# Uso del Alemán formal.



## Cheap Whiskey

Quería saber si se utiliza frecuentemente el Alemán formal o pasa como con el Español donde al menos en España la mayoría de las veces se limita al ámbito profesional.

En el trato con un desconocido de edad similar con el que entablas conversación en el parque, ¿cuál sería la más apropiada a utilizar?

Wie heißt du?

Wie heißen sie?

¡Y otra cosa!

A la hora de presentarme, si digo por ejemplo 'Ich heiße Cheap Whiskey' sería la forma informal ¿cierto? Siendo 'Ich bin Cheap Whiskey' la formal.

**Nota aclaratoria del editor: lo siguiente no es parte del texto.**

PR #21, opened 2020-02-15
Add k8s draining and node deletion on terminate queue

enochtangg:
Description:
The following code is for CLUSTERMAN-468 and CLUSTERMAN-456. Currently, we only have any logic to do draining for mesos instances so this PR includes unscheduling and evicting k8s pods as part of a step in the draining queue. In addition, we also delete a k8s node immediately when the EC2 instance is terminated during the last step of the termination process queue. 

Testing Done:
* `make test`
* Unit tests
* End to end testing: Created clusterman autoscaler and drainer on kubestage and tested draining nodes with `clusterman manage`.

### DIFF
--- a/clusterman/draining/kubernetes.py
+++ b/clusterman/draining/kubernetes.py
@@ -1,0 +1,27 @@
+# Copyright 2019 Yelp Inc.
+#
+# Licensed under the Apache License, Version 2.0 (the "License");
+# you may not use this file except in compliance with the License.
+# You may obtain a copy of the License at
+#
+#     http://www.apache.org/licenses/LICENSE-2.0
+#
+# Unless required by applicable law or agreed to in writing, software
+# distributed under the License is distributed on an "AS IS" BASIS,
+# WITHOUT WARRANTIES OR CONDITIONS OF ANY KIND, either express or implied.
+# See the License for the specific language governing permissions and
+# limitations under the License.
+import colorlog
+
+logger = colorlog.getLogger(__name__)
+
+
+def kube_drain(operator_client, host):
+    operator_client.reload_state()
+    operator_client.set_node_unschedulable(host.ip)
+    operator_client.evict_pods_on_node(host.ip)
+
+
+def kube_delete_node(operator_client, host):
+    operator_client.reload_state()
+    operator_client.delete_node(host.ip)
--- a/clusterman/draining/queue.py
+++ b/clusterman/draining/queue.py
@@ -37,11 +37,14 @@ from clusterman.aws.util import RESOURCE_GROUPS_REV
 from clusterman.config import load_cluster_pool_config
 from clusterman.config import POOL_NAMESPACE
 from clusterman.config import setup_config
+from clusterman.draining.kubernetes import kube_delete_node
+from clusterman.draining.kubernetes import kube_drain
 from clusterman.draining.mesos import down
 from clusterman.draining.mesos import drain
 from clusterman.draining.mesos import operator_api
 from clusterman.draining.mesos import up
 from clusterman.interfaces.resource_group import InstanceMetadata
+from clusterman.kubernetes.kubernetes_cluster_connector import KubernetesClusterConnector
 from clusterman.util import get_pool_name_list
 
 
@@ -226,13 +229,14 @@ class DrainingClient():
 
     def process_termination_queue(
         self,
-        mesos_operator_client: Callable[..., Callable[[str], Callable[..., None]]],
+        mesos_operator_client: Optional[Callable[..., Callable[[str], Callable[..., None]]]],
+        kube_operator_client: Optional[KubernetesClusterConnector],
     ) -> None:
         host_to_terminate = self.get_host_to_terminate()
         if host_to_terminate:
             # as for draining if it has a hostname we should down + up around the termination
-            if host_to_terminate.hostname:
-                logger.info(f'Hosts to down+terminate+up: {host_to_terminate}')
+            if host_to_terminate.scheduler == 'mesos':
+                logger.info(f'Mesos hosts to down+terminate+up: {host_to_terminate}')
                 hostname_ip = f'{host_to_terminate.hostname}|{host_to_terminate.ip}'
                 try:
                     down(mesos_operator_client, [hostname_ip])
@@ -243,19 +247,27 @@ class DrainingClient():
                     up(mesos_operator_client, [hostname_ip])
                 except Exception as e:
                     logger.error(f'Failed to up {hostname_ip} continuing to terminate anyway: {e}')
+            elif host_to_terminate.scheduler == 'kubernetes':
+                logger.info(f'Kubernetes hosts to delete k8s node and terminate: {host_to_terminate}')
+                try:
+                    logger.info(f'Deleting kubernetes node')
+                    kube_delete_node(kube_operator_client, host_to_terminate)
+                except Exception as e:
+                    logger.warning(f'Failed to delete {host_to_terminate.ip} node continuing to terminate anyway: {e}')
+                terminate_host(host_to_terminate)
             else:
-                logger.info(f'Host to terminate: {host_to_terminate}')
+                logger.info(f'Host to terminate immediately: {host_to_terminate}')
                 terminate_host(host_to_terminate)
             self.delete_terminate_messages([host_to_terminate])
 
     def process_drain_queue(
         self,
-        mesos_operator_client: Callable[..., Callable[[str], Callable[..., None]]],
+        mesos_operator_client: Optional[Callable[..., Callable[[str], Callable[..., None]]]],
+        kube_operator_client: Optional[KubernetesClusterConnector],
     ) -> None:
         host_to_process = self.get_host_to_drain()
         if host_to_process and host_to_process.instance_id not in self.draining_host_ttl_cache:
             self.draining_host_ttl_cache[host_to_process.instance_id] = arrow.now().shift(seconds=DRAIN_CACHE_SECONDS)
-
             if host_to_process.scheduler == 'mesos':
                 logger.info(f'Mesos host to drain and submit for termination: {host_to_process}')
                 try:
@@ -271,6 +283,7 @@ class DrainingClient():
                     self.submit_host_for_termination(host_to_process)
             elif host_to_process.scheduler == 'kubernetes':
                 logger.info(f'Kubernetes host to drain and submit for termination: {host_to_process}')
+                kube_drain(kube_operator_client, host_to_process)
                 self.submit_host_for_termination(host_to_process, delay=0)
             else:
                 logger.info(f'Host to submit for termination immediately: {host_to_process}')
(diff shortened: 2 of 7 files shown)


tests/kubernetes/kubernetes_cluster_connector_test.py
```diff
@@ -132,13 +131,12 @@ def test_total_cpus(mock_cluster_connector):
...
-    assert len(mock_cluster_connector._get_pending_pods()) == 1
-
-
-def test_get_unschedulable_pods(mock_cluster_connector):
-    assert len(mock_cluster_connector.get_unschedulable_pods()) == 1
-
-
-def test_pending_cpus(mock_cluster_connector):
-    assert mock_cluster_connector.get_resource_pending('cpus') == 1.5
+def test_delete_node(mock_cluster_connector):
```
chlgit, line 157: nit: you might want to do the similar tests for evict_pods_on_node and set_node_unschedulable

clusterman/draining/queue.py
```diff
@@ -357,18 +372,24 @@ def host_from_instance_id(
 
 def process_queues(cluster_name: str) -> None:
     draining_client = DrainingClient(cluster_name)
-    mesos_master_url = staticconf.read_string(f'clusters.{cluster_name}.mesos_master_fqdn')
-    mesos_secret_path = staticconf.read_string(f'mesos.mesos_agent_secret_path', default=None)
-    operator_client = operator_api(mesos_master_url, mesos_secret_path)
+    cluster_manager_name = staticconf.read_string(f'clusters.{cluster_name}.cluster_manager')
+    mesos_operator_client = None
+    kube_operator_client = KubernetesClusterConnector(cluster_name, None)
```
chlgit: Will this cause problems for mesos-specific drainer? I think we can do something like:
try:
   setup operator client
except Errors:
   error handling

for both of kubernetes and mesos coperator clients.

clusterman/draining/queue.py
```diff
@@ -243,14 +247,24 @@ def process_termination_queue(
                     up(mesos_operator_client, [hostname_ip])
                 except Exception as e:
                     logger.error(f'Failed to up {hostname_ip} continuing to terminate anyway: {e}')
+            elif host_to_terminate.scheduler == 'kubernetes':
+                logger.info(f'Host to kubernetes terminate: {host_to_terminate}')
+                terminate_host(host_to_terminate)
+                if host_to_terminate.scheduler == 'kubernetes':
+                    try:
+                        logger.info(f'Deleting kubernetes node')
+                        kube_delete_node(kube_operator_client, host_to_terminate)
```
chlgit: Could we double check if we need to kube_delete_node before terminate_host? I worry the race condition here would cause users' error.

clusterman/draining/kubernetes.py
```diff
@@ -0,0 +1,27 @@
...
+# limitations under the License.
+import colorlog
+
+logger = colorlog.getLogger(__name__)
+
+
+def kube_drain(operator_client, host):
+    operator_client.reload_state()
+    operator_client.set_node_unschedulable(host.ip)
+    operator_client.evict_pods_on_node(host.ip)
```
chlgit, line 22: Have you figured out how to solve the permission issue? Or do you want to log the error messages and figure it out later?

clusterman/autoscaler/pool_manager.py
```diff
@@ -178,6 +178,7 @@ def prune_excess_fulfilled_capacity(
                 assert self.draining_client  # make mypy happy
                 for group_id, node_metadatas in marked_nodes_by_group.items():
                     for node_metadata in node_metadatas:
+                        logger.info(f'Submitted {node_metadata} for draining')
```
chlgit: Do we need log entire metadata?

clusterman/autoscaler/pool_manager.py
```diff
@@ -437,8 +438,6 @@ def _get_prioritized_killable_nodes(self) -> List[ClusterNodeMetadata]:
     def _is_node_killable(self, node_metadata: ClusterNodeMetadata) -> bool:
         if node_metadata.agent.state == AgentState.UNKNOWN:
             return False
-        elif not node_metadata.agent.is_safe_to_kill:
```
drmorr0: Why did this get deleted?

clusterman/draining/queue.py
```diff
@@ -226,13 +229,14 @@ def delete_warning_messages(self, hosts: Sequence[Host]) -> None:
...
-        mesos_operator_client: Callable[..., Callable[[str], Callable[..., None]]],
+        mesos_operator_client: Optional[Callable[..., Callable[[str], Callable[..., None]]]],
+        kube_operator_client: KubernetesClusterConnector,
     ) -> None:
         host_to_terminate = self.get_host_to_terminate()
         if host_to_terminate:
             # as for draining if it has a hostname we should down + up around the termination
-            if host_to_terminate.hostname:
-                logger.info(f'Hosts to down+terminate+up: {host_to_terminate}')
+            if not host_to_terminate.scheduler or host_to_terminate.scheduler == 'mesos':
```
drmorr0: maybe `if host_to_terminate.scheduler in {None, 'mesos'}:`?  Or maybe not, it's shorter but slightly less clear.

clusterman/draining/queue.py
```diff
@@ -243,14 +247,24 @@ def process_termination_queue(
                     up(mesos_operator_client, [hostname_ip])
                 except Exception as e:
                     logger.error(f'Failed to up {hostname_ip} continuing to terminate anyway: {e}')
+            elif host_to_terminate.scheduler == 'kubernetes':
+                logger.info(f'Host to kubernetes terminate: {host_to_terminate}')
+                terminate_host(host_to_terminate)
+                if host_to_terminate.scheduler == 'kubernetes':
```
drmorr0: Why are you checking the scheduler again here?

clusterman/draining/queue.py
```diff
@@ -226,13 +229,14 @@ def delete_warning_messages(self, hosts: Sequence[Host]) -> None:
...
+        mesos_operator_client: Optional[Callable[..., Callable[[str], Callable[..., None]]]],
+        kube_operator_client: KubernetesClusterConnector,
     ) -> None:
         host_to_terminate = self.get_host_to_terminate()
         if host_to_terminate:
             # as for draining if it has a hostname we should down + up around the termination
-            if host_to_terminate.hostname:
-                logger.info(f'Hosts to down+terminate+up: {host_to_terminate}')
+            if not host_to_terminate.scheduler or host_to_terminate.scheduler == 'mesos':
+                logger.info(f'Hosts to mesos down+terminate+up: {host_to_terminate}')
```
drmorr0: Can you change this to say "Mesos hosts to down+terminate+up"?

clusterman/draining/queue.py
```diff
@@ -243,14 +247,24 @@ def process_termination_queue(
                     up(mesos_operator_client, [hostname_ip])
                 except Exception as e:
                     logger.error(f'Failed to up {hostname_ip} continuing to terminate anyway: {e}')
+            elif host_to_terminate.scheduler == 'kubernetes':
+                logger.info(f'Host to kubernetes terminate: {host_to_terminate}')
```
drmorr0: "kubernetes hosts to drain and terminate"

clusterman/draining/queue.py
```diff
@@ -243,14 +247,24 @@ def process_termination_queue(
...
+                terminate_host(host_to_terminate)
+                if host_to_terminate.scheduler == 'kubernetes':
+                    try:
+                        logger.info(f'Deleting kubernetes node')
+                        kube_delete_node(kube_operator_client, host_to_terminate)
+                    except Exception as e:
+                        logger.warning(f'Failed to delete {host_to_terminate.ip} node. Continuing anyway: {e}')
             else:
-                logger.info(f'Host to terminate: {host_to_terminate}')
+                logger.info(f'Host to regular terminate: {host_to_terminate}')
```
drmorr0: "Hosts to terminate immediately"

clusterman/autoscaler/pool_manager.py
enochtangg: This was a change made by @chlgit when implementing kube drain if you can chime in here.

clusterman/draining/queue.py
enochtangg: This ticket https://jira.yelpcorp.com/browse/CLUSTERMAN-468 specified that kube nodes are still active in scheduler even after `terminate_host`. My interpretation was that we needed to delete these nodes after the EC2 instance is terminated. Can @drmorr0 confirm this?

clusterman/draining/kubernetes.py
enochtangg: Not yet, but I've logged the warning errors within those functions `set_node_unschedulable` and `evict_pods_on_node`

clusterman/autoscaler/pool_manager.py
chlgit: @enochtangg I don't remember this and I don't see it from my [PR](https://github.com/Yelp/clusterman/pull/12/files). Could you double check this?

enochtangg: Weird, the changes I pulled had all references of `safe_to_kill` removed. I'll add it back it in, thanks!

clusterman/draining/queue.py
enochtangg: Update: you're correct, when attempting to delete the node off the k8s scheduler, the system threw errors because some nodes already cease to exist after termination. I'll update this.

clusterman/draining/queue.py
```diff
@@ -226,13 +229,14 @@ def delete_warning_messages(self, hosts: Sequence[Host]) -> None:
...
-        mesos_operator_client: Callable[..., Callable[[str], Callable[..., None]]],
+        mesos_operator_client: Optional[Callable[..., Callable[[str], Callable[..., None]]]],
+        kube_operator_client: Optional[KubernetesClusterConnector],
     ) -> None:
         host_to_terminate = self.get_host_to_terminate()
         if host_to_terminate:
             # as for draining if it has a hostname we should down + up around the termination
-            if host_to_terminate.hostname:
-                logger.info(f'Hosts to down+terminate+up: {host_to_terminate}')
+            if host_to_terminate.scheduler in {None, 'mesos'}:
```
chlgit: If the scheduler is None, would we still need to drain it by mesos pattern?

clusterman/draining/kubernetes.py
```diff
@@ -0,0 +1,27 @@
...
+
+
+def kube_delete_node(operator_client, host):
+    operator_client.reload_state()
```
chlgit, line 26: Do we need to reload_state() again here? In other words, is _get_agent_metadata not enough?

chlgit (approved):
Looks good to me mostly. We might need to test this against norcal-devc or kubestage before it's running for production clusters.

clusterman/draining/queue.py
enochtangg: Good point, my thought was that since historically (before we had the `cluster_manger` field) we defaulted to mesos pattern. But since now we have a good mix of both, and assuming the cluster_manager is always specified, I can change this to default to terminate immediately.

clusterman/draining/kubernetes.py
enochtangg: `_get_agent_metadata()` reads directly from `self._nodes_by_ip` which is only updated when reload_state is called. I would say keep it there in case to avoid NotFound errors.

¿Ocure esto también ocurre con las profesiones? De forma que hayan dos maneras de decir 'Soy mecánico' por ejemplo, ¿una formal y otra informal?

Como veis estoy bastante liado y no paran de surgirme dudas, ya que he empezado a estudiar esta bella lengua hace poco. ¡Muchas gracias!


----------



## ErOtto

Cheap Whiskey said:


> En el trato con un desconocido de edad similar con el que entablas conversación en el parque, ¿cuál sería la más apropiada a utilizar?
> 
> Wie heißt du?
> Wie heißen sie?


 



Cheap Whiskey said:


> A la hora de presentarme, si digo por ejemplo 'Ich heiße Cheap Whiskey' sería la forma informal ¿cierto?
> 
> Siendo 'Ich bin Cheap Whiskey' la formal.


 
No, sería la forma de decirlo. 
Si dices "ich bin (ein) Cheap Whiskey" estás diciendo que eres un güiski barato, un garrafón. 



Cheap Whiskey said:


> ¿Ocure esto también ocurre con las profesiones? De forma que hayan dos maneras de decir 'Soy mecánico' por ejemplo, ¿una formal y otra informal?


 
No, no las hay. En este caso es cuando se usa *ich bin*. 
Ich bin Mechaniker, Arzt, etc... equivale a soy mecánico, médico, etc... *de profesión*. 

Saludos
Er


----------



## jordi picarol

En el trato con un desconocido de edad similar con el que entablas conversación en el parque, ¿cuál sería la más apropiada a utilizar?

Wie heißt du?
Wie heißen sie?  (?) ¿No será "Sie". con "S" ?
----
Se nos va a liar el *Whiskey DyK*
*----*
*Saludos*
*Jordi*


----------



## baufred

jordi picarol said:


> Wie heißen sie?  (?) ¿No será "Sie". con "S"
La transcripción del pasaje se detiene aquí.